> [Activity]
Output only how many lines below contain "connection".

(Record extracts Opens)

PR #5142, opened 2023-07-22
fix to PR # 3887 MQTT connection not using discovery: false nor discovery_prefix

luka6000:
fixing MQTT connection not using _discovery: false_ nor _discovery_prefix: topic_prefix_

## Types of changes

- [ ] Other

https://github.com/esphome/issues/issues/4703

## Test Environment

- [x] ESP32
- [ ] ESP32 IDF
- [ ] ESP8266
- [ ] RP2040

```yaml
# Example config.yaml
mqtt:
  broker: 192.168.0.99
  username: devel
  password: anypass
  discovery: false
  discovery_prefix: 'io_username/feeds'
  birth_message:
  will_message:
  log_topic:
```

## Checklist:

### DIFF
--- a/esphome/components/haier/climate.py
+++ b/esphome/components/haier/climate.py
@@ -89,7 +89,7 @@ SUPPORTED_SWING_MODES_OPTIONS = {
 
 SUPPORTED_CLIMATE_MODES_OPTIONS = {
     "OFF": ClimateMode.CLIMATE_MODE_OFF,  # always available
-    "AUTO": ClimateMode.CLIMATE_MODE_AUTO,  # always available
+    "HEAT_COOL": ClimateMode.CLIMATE_MODE_HEAT_COOL,  # always available
     "COOL": ClimateMode.CLIMATE_MODE_COOL,
     "HEAT": ClimateMode.CLIMATE_MODE_HEAT,
     "DRY": ClimateMode.CLIMATE_MODE_DRY,
--- a/esphome/components/haier/haier_base.cpp
+++ b/esphome/components/haier/haier_base.cpp
@@ -72,7 +72,7 @@ HaierClimateBase::HaierClimateBase()
   this->traits_ = climate::ClimateTraits();
   this->traits_.set_supported_modes({climate::CLIMATE_MODE_OFF, climate::CLIMATE_MODE_COOL, climate::CLIMATE_MODE_HEAT,
                                      climate::CLIMATE_MODE_FAN_ONLY, climate::CLIMATE_MODE_DRY,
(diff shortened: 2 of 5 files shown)


esphome/mqtt.py
```diff
@@ -124,8 +124,13 @@ def on_disconnect(client, userdata, result_code):
...
 def show_discover(config, username=None, password=None, client_id=None):
-    topic = "esphome/discover/#"
-    _LOGGER.info("Starting log output from %s", topic)
+    if CONF_DISCOVERY_PREFIX in config[CONF_MQTT]:
+        topic = f"{config[CONF_DISCOVERY_PREFIX]}/esphome/discover"
+        topics = f"{config[CONF_DISCOVERY_PREFIX]}/esphome/discover/#"
+    else:
+        topic = "esphome/discover"
+        topics = "esphome/discover/#"
+    _LOGGER.info("Starting log output from %s", topics)
```
jesserockz: The `CONF_DISCOVERY_PREFIX` has a default value of `homeassistant` so it is always in the config and cannot be removed.

luka6000: line 245 says something different
discovery_prefix = config[CONF_MQTT].get(CONF_DISCOVERY_PREFIX, "homeassistant")

Maybe you're talking about discovery_prefix variable and it's default?

jesserockz: https://github.com/esphome/esphome/blob/dev/esphome/components/mqtt/__init__.py#L191-L193

luka6000: it works just as expected with _discovery: false_ but I get your point. So what do you suggest? Change this to CONF_TOPIC_PREFIX and CONF_DISCOVERY or hardcode _homeassistant/esphome/..._?

jesserockz: My point here is that with this new code, all the topics are going to change to `homeassistant/esphome/discover` etc which is undesired as technically this discover information has nothing to do with homeassistant.

luka6000:
@jesserockz please review again. I've used CONF_TOPIC_PREFIX instead of CONF_DISCOVERY_PREFIX. And the discovery flag is still respected.

jesserockz:
`CONF_TOPIC_PREFIX` has the same issue that it has a default value of the value from `esphome` -> `name` and will not be empty unless people explicitly add `topic_prefix: ""`, but even then the code checks `if CONF_TOPIC_PREFIX in config` which is always going to be true.

I think for this PR, just make the changes related to disabling the pub/sub if `discovery: false` and make a separate PR or come chat on discord about a better solution if we want to prefix the topic for this part.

(Record extracts Closes)

> [Task solution]
2